# Problem:
Every line below that contains the word "found" must be copied.
>>>
PR #5201, opened 2024-12-07
dev: sync checker with x/tools@v0.28.0

ldez:
Updates the code borrowed from x/tools

Continuation of the work done inside #5109

I still have not found the Lost Ark but I am near the Temple of Doom :smile_cat:

### DIFF
--- a/pkg/goanalysis/runner_checker.go
+++ b/pkg/goanalysis/runner_checker.go
@@ -2,7 +2,7 @@
 // Use of this source code is governed by a BSD-style
 // license that can be found in the LICENSE file.
 //
-// Partial copy of https://github.com/golang/tools/blob/dba5486c2a1d03519930812112b23ed2c45c04fc/go/analysis/internal/checker/checker.go
+// Altered copy of https://github.com/golang/tools/blob/v0.28.0/go/analysis/internal/checker/checker.go
 
 package goanalysis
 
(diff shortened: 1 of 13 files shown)


pkg/goanalysis/runner_checker.go
```diff
@@ -94,106 +104,140 @@ func (act *action) analyze() {
...
-		analyzedIn := time.Since(startedAt)
-		if analyzedIn > time.Millisecond*10 {
+		analyzedIn := time.Since(t1)
+		if analyzedIn > 10*time.Millisecond {
 			debugf("%s: run analyzer in %s", act, analyzedIn)
 		}
-	}
 
-	// disallow calls after Run
+		// correct result type?
```
bombsimon, line 192: What is the question here? Why they're different? The code seems to properly check the difference and return a well format error. Should the comment indicate that it's not known why they would be different?

bombsimon (approved):
LGTM! 🚢

pkg/goanalysis/runner_checker.go
ldez: it's a copy of the original comment :wink: 

https://github.com/golang/tools/blob/v0.28.0/go/analysis/checker/checker.go#L360

bombsimon: 🤦 Oh sorry. I thought it was you since it was a lone diff, should've checked upstream first!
<<<
# Your response:
I still have not found the Lost Ark but I am near the Temple of Doom :smile_cat:
 // license that can be found in the LICENSE file.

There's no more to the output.